◆ **What you will do**: Locate the string "store" throughout the material and copy every line in which it occurs.

◆ **Records supplied**:
PR #10496, opened 2020-03-23
Utilizing the newly exposed endpoint in Dynamo, to get only the maintainers of a package.

zeusongit:
### Purpose

[DYN-2515](https://jira.autodesk.com/browse/DYN-2515)
- Used the newly exposed get maintainer endpoint to check author of a package for un/deprecation.
- Also [DYN-2437](https://jira.autodesk.com/browse/DYN-2437), all maintainers now have un/deprecation access for the packages they own. 

### Reviewers

@DynamoDS/dynamo


zeusongit:
test

src/DynamoPackages/PackageManagerClient.cs
```diff
@@ -99,6 +99,23 @@ internal PackageHeader GetPackageHeader(IPackageInfo packageInfo)
...
+        /// <summary>
+        /// Gets maintainers for a specific package
+        /// </summary>
+        /// <param name="packageInfo"></param>
+        /// <returns></returns>
+        internal PackageHeader GetPackageMaintainers(IPackageInfo packageInfo)
+        {
+            var header = FailFunc.TryExecute(() =>
+            {
+                var nv = new GetMaintainers("dynamo", packageInfo.Name);
```
mjkkirschner: this is the engine name? Should this be a paramter?

src/DynamoPackages/PackageManagerClient.cs
```diff
@@ -99,6 +99,23 @@ internal PackageHeader GetPackageHeader(IPackageInfo packageInfo)
...
         }
 
+        /// <summary>
+        /// Gets maintainers for a specific package
+        /// </summary>
+        /// <param name="packageInfo"></param>
+        /// <returns></returns>
+        internal PackageHeader GetPackageMaintainers(IPackageInfo packageInfo)
+        {
+            var header = FailFunc.TryExecute(() =>
```
mjkkirschner: this is a package header? Or is this a user name?

src/DynamoPackages/PackageManagerClient.cs
```diff
@@ -243,7 +260,7 @@ internal PackageManagerResult Undeprecate(string name)
         internal bool DoesCurrentUserOwnPackage(Package package,string username) 
         {
             var pkg = new PackageInfo(package.Name, new Version(package.VersionName));
-            var header = GetPackageHeader(pkg);
+            var header = GetPackageMaintainers(pkg);
```
mjkkirschner: same question about this variable name.

mjkkirschner:
whats up with the failing build here?

mjkkirschner:
I think you'll need to publish your changes to Greg.dll and update Dynamo to use that new version of Greg.dll before bringing this in.

QilongTang:
@mjkkirschner Yes we discussed the failing build at standup

src/DynamoPackages/PackageManagerClient.cs
zeusongit: part of the header, it will have all the maintainers.

src/DynamoPackages/PackageManagerClient.cs
zeusongit: I guess renaming this variable to `maintainers` will make sense

zeusongit: `maintainers` and `maintainer` are already used in the inline query below this, how about `mnt`?

mjkkirschner: sounds good.

mjkkirschner:
@QilongTang curious how would we store our dynamo nuget api key for github to access if we wanted to publish the nuget from a github action?

QilongTang:
@mjkkirschner We will need to store nuget key into the repo setting => secrect and use the nuget publish action https://github.com/marketplace/actions/publish-nuget. If you would like to automate this, can you file it? I can grab it later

◆ **Task answer**:
@QilongTang curious how would we store our dynamo nuget api key for github to access if we wanted to publish the nuget from a github action?
@mjkkirschner We will need to store nuget key into the repo setting => secrect and use the nuget publish action https://github.com/marketplace/actions/publish-nuget. If you would like to automate this, can you file it? I can grab it later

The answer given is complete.